Assignment:
Counting only lines below that contain the string "azarovh", give the total as a single number.

Collected data:

--- START ---

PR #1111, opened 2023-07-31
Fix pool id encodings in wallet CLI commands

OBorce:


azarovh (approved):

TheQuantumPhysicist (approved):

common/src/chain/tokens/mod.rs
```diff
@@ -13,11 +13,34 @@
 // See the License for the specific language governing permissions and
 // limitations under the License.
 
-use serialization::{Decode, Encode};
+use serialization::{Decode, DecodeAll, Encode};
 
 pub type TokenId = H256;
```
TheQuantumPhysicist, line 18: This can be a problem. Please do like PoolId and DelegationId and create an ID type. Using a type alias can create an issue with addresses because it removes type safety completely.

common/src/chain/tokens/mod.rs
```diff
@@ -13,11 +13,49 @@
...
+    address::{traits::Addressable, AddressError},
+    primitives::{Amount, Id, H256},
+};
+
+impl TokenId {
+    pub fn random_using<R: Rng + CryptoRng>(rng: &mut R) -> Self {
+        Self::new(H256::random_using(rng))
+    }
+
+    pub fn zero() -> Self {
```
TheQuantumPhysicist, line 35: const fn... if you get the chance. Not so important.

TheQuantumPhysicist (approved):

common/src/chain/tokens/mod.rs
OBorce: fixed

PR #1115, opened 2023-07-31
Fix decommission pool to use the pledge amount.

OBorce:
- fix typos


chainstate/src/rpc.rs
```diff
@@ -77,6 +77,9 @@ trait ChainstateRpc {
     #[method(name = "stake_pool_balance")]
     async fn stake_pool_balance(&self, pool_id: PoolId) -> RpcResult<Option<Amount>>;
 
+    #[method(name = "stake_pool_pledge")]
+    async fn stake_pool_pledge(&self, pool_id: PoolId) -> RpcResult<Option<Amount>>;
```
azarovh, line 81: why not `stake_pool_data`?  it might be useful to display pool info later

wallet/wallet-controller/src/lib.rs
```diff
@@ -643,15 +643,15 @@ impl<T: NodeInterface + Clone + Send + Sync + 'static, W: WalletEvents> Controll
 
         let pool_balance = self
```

--- END ---

Solution to this problem:
2